> _Your assignment_:
Your answer should consist of the line holding "- Home Assistant tuya_local 2026.7.2" and all lines after it to the end of the material, copied exactly.

> _Records_:
_ _ _ _ _
PR #5712, opened 2026-07-28
Add support for Tesla Smart Pet Sofa PS300

Koty97:
Add support for the Tesla Smart Pet Sofa PS300 (product ID `13oghytketwcoz1z`).
Entities
* Climate
  * HVAC mode (Off / Heat_Cool)
  * Target temperature
  * Current temperature
  * Preset mode (Auto, Manual, Smart)
  * HVAC action (Idle, Heating, Cooling)
  
* Ambient temperature sensor
* Fault sensor
* Schedule (text)
* Push state (diagnostic)

Testing
Tested against a physical Tesla Smart Pet Sofa PS300 using protocol 3.3.

### DIFF
--- a/custom_components/tuya_local/devices/tesla_smart_sofa.yaml
+++ b/custom_components/tuya_local/devices/tesla_smart_sofa.yaml
@@ -1,0 +1,95 @@
+name: Tesla Smart Pet Sofa PS300
+
+products:
+  - id: 13oghytketwcoz1z
+    manufacturer: Tesla
+    model: Smart Pet Sofa PS300
+
+entities:
+  - entity: climate
+    icon: mdi:sofa
+    dps:
+      - id: 1
+        name: hvac_mode
+        type: boolean
+        mapping:
+          - dps_val: true
+            value: "heat_cool"
+          - dps_val: false
+            value: "off"
+
+      - id: 8
+        name: temperature
+        type: integer
+        unit: C
+        range:
+          min: 0
+          max: 45
+          step: 1
+
+      - id: 16
+        name: current_temperature
+        type: integer
+
+      - id: 101
+        name: hvac_action
+        type: integer
+        mapping:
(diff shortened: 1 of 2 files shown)


custom_components/tuya_local/devices/tesla_smart_sofa.yaml
```diff
@@ -0,0 +1,79 @@
+name: Tesla Smart Pet Sofa PS300
+
+products:
+  - id: 13oghytketwcoz1z
+    manufacturer: Tesla
+    model: Smart Pet Sofa PS300
+
+entities:
+  - entity: climate
+    icon: mdi:sofa
```
make-all: icons require quotes around them to ensure the : does not cause problems for the yaml parser

custom_components/tuya_local/devices/tesla_smart_sofa.yaml
```diff
@@ -0,0 +1,79 @@
...
+  - entity: sensor
+    translation_key: ambient_temperature
+    class: temperature
+    dps:
+      - id: 102
+        type: integer
+        name: sensor
+        unit: "C"
+
+  - entity: sensor
```
make-all: Standard pattern here is to use a binary_sensor with `class: problem`. About 90% of configs have an example you can follow.

custom_components/tuya_local/devices/tesla_smart_sofa.yaml
```diff
@@ -0,0 +1,79 @@
...
+    name: Fault
+    category: diagnostic
+    dps:
+      - id: 22
+        type: integer
+        name: sensor
+
+  - entity: sensor
+    name: Push state
```
make-all: It isn't clear what this sensor is for. It may be better as an attribute if it is nothing important.

make-all (changes requested):

PR #5720, opened 2026-07-28
feat(devices): add FrankEver position-controlled water valve

larstobi:
Adds support for the FrankEver Smart Water Valve with product ID
`nzx0kku9d6eq59nt`.

The device uses DP 101 for the target position, DP 102 for position
feedback, and DP 1 as the enable/off control. This also adds valve support
for separate target and current-position DPs so Home Assistant reports the
position correctly.

Countdown on DP 9 and power-on state on DP 38 are retained.

`duplicates` reports a 100% DPS match with the Tellur TL331501 profile.
The difference is that the Tellur profile treats DP 102 as the writable
position and DP 101 as a separate maximum setting, while this device uses
DP 101 as the writable target and DP 102 as read-only feedback.

Tested against a physical protocol 3.5 device. Commands and DP feedback
were confirmed. Automated tests cover 0%, 20%, 50%, and 100%, including
open, close, target position, current position, and the DP 1 interaction.

Validation:
- 418 tests passed
- Ruff checks and formatting passed
- YAML lint passed

The two reported test warnings are pre-existing AsyncMock warnings in the
humidifier tests and are unrelated to this change.


custom_components/tuya_local/devices/frankever_watervalve.yaml
```diff
@@ -0,0 +1,51 @@
...
+        name: valve
+        range:
+          min: 0
+          max: 100
+        mapping:
+          - step: 10
+      - id: 102
+        type: integer
+        name: current_position
+        readonly: true
```
make-all: readonly is not needed in contexts where the attribute is implicitly read-only

custom_components/tuya_local/devices/README.md
```diff
@@ -809,6 +809,7 @@ to use it for other length timers.
 ### `valve`
 - **valve** (required, boolean or integer): a dp that reports the current state of the valve, and if not readonly, can also be used to set the state.  If a number, it should be a percentage between 0 and 100 indicating how far open the valve is.  If a boolean, it should indicate open (true) or closed (false).
 - **switch** (optional, boolean): if the valve dp is an integer, the valve may also have a boolean switch dp for closing and opening the valve without affecting the open valve position.
+- **current_position** (optional, number 0-100): a read-only dp that reports the actual position when the writable **valve** dp is only a target position. If a separate **switch** is also present, position commands set both the target and switch so that 0 closes the valve and non-zero positions enable it. Open and close commands set 100 and 0 respectively.
```
make-all: I don't understand why you see a need to change the behaviour of the open and close commands because of the presence of this dp.

custom_components/tuya_local/devices/frankever_watervalve.yaml
larstobi: Done, thanks!

custom_components/tuya_local/devices/README.md
larstobi: I initially used combined writes because I assumed DP 1 was an enable switch that had to be kept in sync with the target position on DP 101. After your comment, I tested them separately on the physical device. The device handles the relationship itself: closing through DP 1 resets the position DPs to 0, and setting a non-zero target on DP 101 enables DP 1 automatically. I have therefore removed the combined-write behavior. Thanks for the guidance!

PR #5722, opened 2026-07-28
Add support for Friedrich Floating Air conditioner

Lionwo:
## Description

This PR adds support for the Friedrich Floating Air Wi-Fi mini-split air conditioner.

### Product ID
- iufq71jwsputqsct

### Supported features
- Power
- HVAC modes
- Target temperature
- Current temperature
- Fan modes
- Vertical swing
- Horizontal swing
- Eco mode
- Sleep mode
- Quiet mode
- Surge mode
- 46°F Heat mode
- Fahrenheit/Celsius

This profile was created by identifying and validating the device DPS mappings on the physical hardware.

### DIFF
--- a/custom_components/tuya_local/devices/friedrich_floating_air.yaml
+++ b/custom_components/tuya_local/devices/friedrich_floating_air.yaml
@@ -108,7 +108,7 @@ entities:
         name: switch
 
   - entity: switch
-    name: Sleep
+    translation_key: sleep
     icon: mdi:sleep
     category: config
     dps:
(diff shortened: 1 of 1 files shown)


make-all:
Sorry, I cannot accept submissions of devices that are exclusively benefitting the US market. For some time now I have been mulling over whether the US actions in the Hormuz strait that affect all of us meet the same standard as I have used to refuse requests benefitting only Russia and Israel, but the sanctioning of ICC justices is the last straw, and I now believe that retaliatory sanctions are appropriate until such time the populace wakes up and fixes its governance.

PR #5723, opened 2026-07-29
Add support for Kogan heater fan

SiwatS:
Adds support for the Kogan heater fan.

It is a fan heater with `heat` and `fan_only` modes, oscillation, a countdown
timer, sound toggle and a 0-2 heat level. dp 1 is the main power switch and
dp 101 selects between heating and fan-only, so `hvac_mode` is mapped from
dp 1 with a condition on dp 101.

Tested against a physical device on protocol 3.4. All 12 dps the device
reports are covered by the config, and it matches at 100% quality.

I have not included a `products:` block as I do not have a reliable product id
for this device; it matches on dps.

### DIFF
--- a/custom_components/tuya_local/devices/kogan_heater_fan.yaml
+++ b/custom_components/tuya_local/devices/kogan_heater_fan.yaml
@@ -1,0 +1,153 @@
+name: Heater fan
+entities:
+  - entity: climate
+    dps:
+      - id: 1
+        type: boolean
+        name: hvac_mode
+        mapping:
+          - dps_val: false
+            value: "off"
+          - dps_val: true
+            constraint: heater
+            conditions:
+              - dps_val: true
+                value: heat
+              - dps_val: false
+                value: fan_only
+      - id: 101
+        type: boolean
+        name: heater
+        hidden: true
+      - id: 20
+        type: integer
+        name: temperature
+        range:
+          min: 15
+          max: 35
+        unit: C
+      - id: 21
+        type: integer
+        name: current_temperature
+      - id: 3
+        type: integer
+        name: fan_mode
+        mapping:
+          - dps_val: 1
+            value: "1"
+          - dps_val: 2
+            value: "2"
+          - dps_val: 3
+            value: "3"
+          - dps_val: 4
+            value: "4"
+          - dps_val: 5
+            value: "5"
+          - dps_val: 6
+            value: "6"
+          - dps_val: 7
+            value: "7"
+          - dps_val: 8
+            value: "8"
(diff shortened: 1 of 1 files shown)


custom_components/tuya_local/devices/kogan_heater_fan.yaml
```diff
@@ -0,0 +1,131 @@
...
+        name: current_temperature
+      - id: 2
+        type: string
+        name: fan_mode
+        mapping:
+          - dps_val: strong
+            value: high
+          - constraint: speed
+            conditions:
+              - dps_val: 1
```
make-all: Why are the 9 speeds here mapped to only two distinct values?

SiwatS: Good catch. That collapse was a workaround for fitting a 9-step integer speed into climate's `fan_mode`, not something the device requires, so I've replaced it.

dp 3 is now mapped to `fan_mode` `"1"` through `"9"` one-to-one, matching `hyd_weair_plus_fan.yaml`. dp 2 isn't a speed at all. It's a turbo mode that drives the fan harder than speed 9 and ignores dp 3 while active, so it's now a `boost` `preset_mode` rather than being folded into the speed scale.

I've also added a `fan` entity (switch dp 1, speed dp 3 as a 1 to 9 range auto-scaled to a percentage, the same boost preset, oscillate dp 5), so the speed is reachable as a real fan percentage and voice assistants handle "turn the fan up/down". Sharing dps between `climate` and `fan` follows `breville_airrounderplus_heater.yaml`.

Rebased onto current main.

make-all (commented):
If you are going to add the fan entity, it might be better to completely separate the fan from the heating (climate). So remove fan_mode and preset_mode from the climate entity, and simplify the hvac_mode to only toggle between heat and "off", with the fan controlling the main switch. The heat level could then be brought into the climate entity as preset_mode, using the standard HA "eco", "comfort", "boost" preset names, or from the heater translation_key in this integration you could use "low", "medium", "high" instead.

I haven't seen exactly what type of product this is, but if it is primarily a fan with heating as an additional feature, then completely separating them like this might make sense.

But if it is primarily a heater, with a fan-only mode, then keeping the hvac_mode as it is will probably be better even though it is duplicating the fan switch to some extent.

make-all:
Speculatively made the change to make fan the primary function, on assumption the device is something like this:
https://help.kogan.com/s/article/KoganSmarterHomeBladelessPurifierFanHeaterKABLFAN3RSAManualsandSupport

Can change later if you disagree.

PR #5726, opened 2026-07-29
Add support for Aquaforte SC9xx Series Pool Heatpump

Bukem7:
This adds support for the Aquaforte SC9xx Series Full DC Inverter Pool Heatpump.

Tested with:
- Aquaforte SC981
- Tuya protocol 3.3
- Home Assistant tuya_local 2026.7.2

Supported DPS:
- 1: power state
- 2: target temperature
- 3: current temperature
- 4: operating mode
- 9: fault code

The Tuya Product ID could not be retrieved. The device was successfully configured using Device ID, Local Key, IP address and protocol version.

### DIFF
--- a/custom_components/tuya_local/devices/Aquaforte_SC9xx_series_Pool_Heatpump
+++ b/custom_components/tuya_local/devices/Aquaforte_SC9xx_series_Pool_Heatpump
_ _ _ _ _
> _Result of this exercise_:
- Home Assistant tuya_local 2026.7.2

Supported DPS:
- 1: power state
- 2: target temperature
- 3: current temperature
- 4: operating mode
- 9: fault code

The Tuya Product ID could not be retrieved. The device was successfully configured using Device ID, Local Key, IP address and protocol version.

### DIFF
--- a/custom_components/tuya_local/devices/Aquaforte_SC9xx_series_Pool_Heatpump
+++ b/custom_components/tuya_local/devices/Aquaforte_SC9xx_series_Pool_Heatpump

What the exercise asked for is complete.